T.C. Weber reminds us that this whole standardized testing thing is a bit of a charade. The only people who really benefit are politicians and bureaucrats.
The test is given in April, yet results don’t arrive until mid-September, way past time to impact students. Students are robbed of valuable instructional time to administer tests, and research has widely shown that the tests typically reflect socio-economic conditions. On top of it all, wide-scale standardized testing is an expensive proposition.
Big testing is a big business.
As a business, those that cashed the checks from the state education departments and individual school districts were undoubtedly aware that it couldn’t last forever. When sales of supplementary materials began drying up, new products were developed. They milked an old cow in one barn while raising a calf in the other.
Hence the development and increased implementation of screeners (assessments).
In Tennessee, screeners have been in place for quite some time as part of RTI legislation. All districts have long been required to administer a screener in math and English/Language Arts to students 3x a year. In the past, the districts set the assessment calendar and didn’t share the data. This year, that changed.
New legislation requires districts to continue to assess, or screen, three times a year, but now the TN Dept. of Ed. sets the schedule, and districts must turn the data over to the state within two weeks of testing. The state has even crafted a designated universal screener that they will pay for if local districts adopt it.
So, if we have brand new, up-to-date data, why are we celebrating a school’s Reward status based on a test administered six months ago? If our goal is to make data-driven decisions, shouldn’t we also commit to using the most current data available?
Weber reminds us that we don’t plan our family’s Fall dinner meals based on the kids’ tastes in April.

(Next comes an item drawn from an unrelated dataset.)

PR #862, opened 2021-10-15
Fix canonicalization

bwbohl:
The canonicalised mei-source produced by our build process has several issues that are being fixed by this PR as follow:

Remember, these Reward designations were based on a test given amid a pandemic that forced schools to deliver instruction in unprecedented ways. Legislators also placed a “hold harmless” designation on data generated in the pandemic year. In other words, the data could benefit a district but not hurt it.
If you can’t create circumstances where measurements can be assured for accuracy and a true reflection of negative outcomes, how can you ensure they are accurate and reflective of positive outcomes?
In a year where the Commissioner and the Governor have continued to loudly whine about “learning loss,” how have the state’s most challenged schools experienced unprecedented success?
What was done to deliver that success, and what is being done to maintain it? If some of these schools exited the “bad list” due to other schools doing worse, what is there to ensure that they don’t just get re-designated once schools start to recover?
Let’s not take away anything from districts recognized by the Reward list. But, any school that showed up last year, and continues to show up this year, deserves recognition as a “Reward School.”
The bottom line is, assessments should not have been given last year. They provide no new pertinent information, and no matter how “hold harmless” the intent was, results were used to create a list of “winners” and “losers,” something I’m sure was never the intent of lawmakers.
In Tennessee, we could get rid of the Big Test, with very few issues. It hasn’t been properly administered for at least five years. The test has been regularly changed over the last decade, so it’s not like we have a data set that has any fidelity. And progress monitoring is already in place with local districts.
However, the cows still need milking.